Luke let out a little laugh, rare for him. “Don’t be so worried about it. Latent means it isn’t a major part of your life. Right now it’s hunches and déjà vu and knowing how to talk to people. Chances are, that’s the way it’ll be for the rest of your life.”
“But?” Jonah asked with foreboding.
“But . . . cas
es like this one, with a powerful psychic playing games and using people as his pawns have a way of . . . ending badly.”
“You mean my missing people could all be dead?”
“That’s always been a possibility and you know it. But the point is, he took them. Your people are in his hands, stolen away by him, and that’s something that demands you use every bit of training and instinct you have in order to see them safe. Your latent abilities could be triggered, go active, for that reason alone.”

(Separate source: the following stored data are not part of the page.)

Issue #4591, opened 2024-06-12
rustls 0.20 is unmaintained


dynst:
The upstream [Security Policy](https://github.com/rustls/rustls/blob/main/SECURITY.md) for rustls says 0.20.x isn't receiving any updates. The only user of rustls 0.20 is `penumbra-auto-https` (running `cargo tree --inverse` shows everything else depends, directly or indirectly, on 0.21.x).

conorsch:
Closed by https://github.com/penumbra-zone/penumbra/pull/4592. Confirmed on preview that i can use latest-main pcli against the grpc endpoint and the status page is still working well too.

PR #4592, opened 2024-06-12
update rustls 0.20 -> 0.21

dynst:
## Describe your changes

This updates penumbra-auto-https to use rustls 0.21.

#4591

rustls 0.20.x is no longer receiving updates upstream. Updating to rustls 0.21 also consolidates all the penumbra crates to use a single version of rustls, instead of a mix of 0.21 + one holdout on 0.20, compiling two different versions of the same crate.


conorsch (approved):
LGTM, thanks for taking the time. I'm particularly interested in out the auto-https logic behaves with the axum server bump: will monitor deployment to preview post-merge.

PR #4593, opened 2024-06-12
Use friendlier denom rather than asset IDs in error

### LINKED ISSUE #4557: pcli should use friendlier denoms rather than asset IDs when printing error messages
**Describe the bug**
In #4554 @conorsch noted that he had difficulty understanding an error message from the planner returned when there wasn't enough balance to pay fees.

Since validators will primarily have to use `pcli` to manage their validators, it seems worthwhile to use a friendlier display denom in the error message you get when you don't have enough funds to cover planning:

`Error: ran out of notes to spend while planning transaction, need 1 of asset passet1984fctenw8m2fpl8a9wzguzp7j34d7vravryuhft808nyt9fdggqxmanqm`

devanoneth:
## Describe your changes

This improves the error message when a user does not have the required notes to cover a spend.

Closes #4557

  > change only made to error strings

### DIFF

“Great,” Jonah said, hearing the uneasiness in his own voice.
Samantha said, “Our abilities tend to be triggered by trauma, remember? Depending on how you deal with this situation and whatever the outcome is, you could find yourself a functioning psychic when all is said and done.”
“But that isn’t definite,” Jonah said hopefully.
Luke shook his head. “No, not definite. Possible, though. Because even if they’re all alive, they’re in the hands of a monster. A monster you’ll probably have to face eventually. Sooner rather than later.”
“Yeah. So?”
“He has an enormous amount of negative energy, Jonah. So far as we know, he’s only used it to abduct six people and find a way into the mind and memories of Robbie. He probably tried with Sam, but she has good defenses, and he didn’t get in.”
Jonah looked at her. “Sure of that?”
“Reasonably. There aren’t really any absolutes in all this, but I tend to go out with no warning either because I’ve used my abilities longer than I should have—or I’m under some kind of psychic attack.”
“My life used to be so normal,” Jonah muttered.
“Kiss that good-bye,” Sam told him.
“She’s being dramatic,” Luke told him.
“Oh, yeah? Want to tell him about the time I was buried alive?”
“Not really,” her husband told her. “Besides, that bastard was out to punish me. Me, deliberately. With very few exceptions, that isn’t the kind of case we deal with.”